-- PROMPT --
Without omitting anything, retype the data that follows.

-- Records contained in a dataset --

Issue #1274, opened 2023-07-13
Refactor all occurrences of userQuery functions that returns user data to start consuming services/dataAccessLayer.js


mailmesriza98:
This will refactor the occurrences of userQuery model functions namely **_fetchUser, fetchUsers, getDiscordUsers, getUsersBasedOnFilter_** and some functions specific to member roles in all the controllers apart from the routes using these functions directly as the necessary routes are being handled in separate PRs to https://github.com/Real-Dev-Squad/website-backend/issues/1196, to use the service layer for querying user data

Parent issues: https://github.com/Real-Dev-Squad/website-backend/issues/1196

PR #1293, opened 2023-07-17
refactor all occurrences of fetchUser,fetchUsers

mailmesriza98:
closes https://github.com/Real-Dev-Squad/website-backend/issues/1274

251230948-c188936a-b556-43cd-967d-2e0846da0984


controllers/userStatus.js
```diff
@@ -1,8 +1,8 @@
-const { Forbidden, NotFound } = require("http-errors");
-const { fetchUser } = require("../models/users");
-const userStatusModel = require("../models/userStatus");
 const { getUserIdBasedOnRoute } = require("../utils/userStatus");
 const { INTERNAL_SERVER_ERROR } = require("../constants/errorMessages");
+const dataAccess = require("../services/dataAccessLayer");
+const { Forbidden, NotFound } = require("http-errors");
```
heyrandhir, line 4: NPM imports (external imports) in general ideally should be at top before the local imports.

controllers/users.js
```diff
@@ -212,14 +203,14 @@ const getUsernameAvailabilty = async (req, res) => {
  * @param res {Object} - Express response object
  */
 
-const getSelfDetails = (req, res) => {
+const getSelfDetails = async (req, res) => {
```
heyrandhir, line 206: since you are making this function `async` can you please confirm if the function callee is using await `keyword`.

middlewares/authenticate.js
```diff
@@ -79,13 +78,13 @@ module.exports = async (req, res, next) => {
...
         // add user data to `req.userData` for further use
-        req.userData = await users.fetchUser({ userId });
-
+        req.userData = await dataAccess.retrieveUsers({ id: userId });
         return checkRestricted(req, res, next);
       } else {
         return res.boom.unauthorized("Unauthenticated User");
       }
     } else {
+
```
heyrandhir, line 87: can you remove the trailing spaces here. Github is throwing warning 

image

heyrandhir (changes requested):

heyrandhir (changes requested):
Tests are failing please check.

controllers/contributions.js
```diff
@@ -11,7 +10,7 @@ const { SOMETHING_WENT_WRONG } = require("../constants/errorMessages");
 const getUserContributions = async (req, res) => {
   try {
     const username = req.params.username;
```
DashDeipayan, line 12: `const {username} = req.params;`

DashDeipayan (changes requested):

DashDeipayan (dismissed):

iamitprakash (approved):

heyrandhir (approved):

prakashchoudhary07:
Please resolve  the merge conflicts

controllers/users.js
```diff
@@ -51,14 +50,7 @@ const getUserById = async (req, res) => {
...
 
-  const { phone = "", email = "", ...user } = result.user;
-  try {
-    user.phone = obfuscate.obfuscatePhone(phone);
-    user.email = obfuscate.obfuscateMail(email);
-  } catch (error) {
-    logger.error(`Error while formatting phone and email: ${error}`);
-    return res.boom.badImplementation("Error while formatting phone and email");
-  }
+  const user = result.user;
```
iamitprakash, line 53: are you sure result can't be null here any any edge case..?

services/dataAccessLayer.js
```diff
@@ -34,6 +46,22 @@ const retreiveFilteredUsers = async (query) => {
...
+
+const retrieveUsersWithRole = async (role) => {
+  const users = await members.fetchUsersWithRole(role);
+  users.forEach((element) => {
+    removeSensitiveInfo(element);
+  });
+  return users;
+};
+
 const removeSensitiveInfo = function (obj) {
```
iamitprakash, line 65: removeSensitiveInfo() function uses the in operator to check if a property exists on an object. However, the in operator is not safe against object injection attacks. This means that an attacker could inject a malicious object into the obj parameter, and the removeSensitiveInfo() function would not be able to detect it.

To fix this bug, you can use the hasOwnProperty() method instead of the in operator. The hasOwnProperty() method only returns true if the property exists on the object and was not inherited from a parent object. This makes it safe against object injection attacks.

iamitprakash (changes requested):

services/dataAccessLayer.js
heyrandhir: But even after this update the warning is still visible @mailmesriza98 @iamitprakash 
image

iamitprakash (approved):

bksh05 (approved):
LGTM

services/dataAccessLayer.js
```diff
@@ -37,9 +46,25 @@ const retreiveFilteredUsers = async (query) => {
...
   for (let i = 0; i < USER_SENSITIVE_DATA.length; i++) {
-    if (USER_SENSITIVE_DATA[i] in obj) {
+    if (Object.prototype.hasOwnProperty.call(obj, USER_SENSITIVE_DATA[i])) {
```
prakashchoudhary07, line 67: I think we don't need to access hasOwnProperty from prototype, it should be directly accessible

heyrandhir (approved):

-- REPLY --
Issue #1274, opened 2023-07-13
Refactor all occurrences of userQuery functions that returns user data to start consuming services/dataAccessLayer.js


mailmesriza98:
This will refactor the occurrences of userQuery model functions namely **_fetchUser, fetchUsers, getDiscordUsers, getUsersBasedOnFilter_** and some functions specific to member roles in all the controllers apart from the routes using these functions directly as the necessary routes are being handled in separate PRs to https://github.com/Real-Dev-Squad/website-backend/issues/1196, to use the service layer for querying user data

Parent issues: https://github.com/Real-Dev-Squad/website-backend/issues/1196

PR #1293, opened 2023-07-17
refactor all occurrences of fetchUser,fetchUsers

mailmesriza98:
closes https://github.com/Real-Dev-Squad/website-backend/issues/1274

251230948-c188936a-b556-43cd-967d-2e0846da0984


controllers/userStatus.js
```diff
@@ -1,8 +1,8 @@
-const { Forbidden, NotFound } = require("http-errors");
-const { fetchUser } = require("../models/users");
-const userStatusModel = require("../models/userStatus");
 const { getUserIdBasedOnRoute } = require("../utils/userStatus");
 const { INTERNAL_SERVER_ERROR } = require("../constants/errorMessages");
+const dataAccess = require("../services/dataAccessLayer");
+const { Forbidden, NotFound } = require("http-errors");
```
heyrandhir, line 4: NPM imports (external imports) in general ideally should be at top before the local imports.

controllers/users.js
```diff
@@ -212,14 +203,14 @@ const getUsernameAvailabilty = async (req, res) => {
  * @param res {Object} - Express response object
  */
 
-const getSelfDetails = (req, res) => {
+const getSelfDetails = async (req, res) => {
```
heyrandhir, line 206: since you are making this function `async` can you please confirm if the function callee is using await `keyword`.

middlewares/authenticate.js
```diff
@@ -79,13 +78,13 @@ module.exports = async (req, res, next) => {
...
         // add user data to `req.userData` for further use
-        req.userData = await users.fetchUser({ userId });
-
+        req.userData = await dataAccess.retrieveUsers({ id: userId });
         return checkRestricted(req, res, next);
       } else {
         return res.boom.unauthorized("Unauthenticated User");
       }
     } else {
+
```
heyrandhir, line 87: can you remove the trailing spaces here. Github is throwing warning 

image

heyrandhir (changes requested):

heyrandhir (changes requested):
Tests are failing please check.

controllers/contributions.js
```diff
@@ -11,7 +10,7 @@ const { SOMETHING_WENT_WRONG } = require("../constants/errorMessages");
 const getUserContributions = async (req, res) => {
   try {
     const username = req.params.username;
```
DashDeipayan, line 12: `const {username} = req.params;`

DashDeipayan (changes requested):

DashDeipayan (dismissed):

iamitprakash (approved):

heyrandhir (approved):

prakashchoudhary07:
Please resolve  the merge conflicts

controllers/users.js
```diff
@@ -51,14 +50,7 @@ const getUserById = async (req, res) => {
...
 
-  const { phone = "", email = "", ...user } = result.user;
-  try {
-    user.phone = obfuscate.obfuscatePhone(phone);
-    user.email = obfuscate.obfuscateMail(email);
-  } catch (error) {
-    logger.error(`Error while formatting phone and email: ${error}`);
-    return res.boom.badImplementation("Error while formatting phone and email");
-  }
+  const user = result.user;
```
iamitprakash, line 53: are you sure result can't be null here any any edge case..?

services/dataAccessLayer.js
```diff
@@ -34,6 +46,22 @@ const retreiveFilteredUsers = async (query) => {
...
+
+const retrieveUsersWithRole = async (role) => {
+  const users = await members.fetchUsersWithRole(role);
+  users.forEach((element) => {
+    removeSensitiveInfo(element);
+  });
+  return users;
+};
+
 const removeSensitiveInfo = function (obj) {
```
iamitprakash, line 65: removeSensitiveInfo() function uses the in operator to check if a property exists on an object. However, the in operator is not safe against object injection attacks. This means that an attacker could inject a malicious object into the obj parameter, and the removeSensitiveInfo() function would not be able to detect it.

To fix this bug, you can use the hasOwnProperty() method instead of the in operator. The hasOwnProperty() method only returns true if the property exists on the object and was not inherited from a parent object. This makes it safe against object injection attacks.

iamitprakash (changes requested):

services/dataAccessLayer.js
heyrandhir: But even after this update the warning is still visible @mailmesriza98 @iamitprakash 
image

iamitprakash (approved):

bksh05 (approved):
LGTM

services/dataAccessLayer.js
```diff
@@ -37,9 +46,25 @@ const retreiveFilteredUsers = async (query) => {
...
   for (let i = 0; i < USER_SENSITIVE_DATA.length; i++) {
-    if (USER_SENSITIVE_DATA[i] in obj) {
+    if (Object.prototype.hasOwnProperty.call(obj, USER_SENSITIVE_DATA[i])) {
```
prakashchoudhary07, line 67: I think we don't need to access hasOwnProperty from prototype, it should be directly accessible

heyrandhir (approved):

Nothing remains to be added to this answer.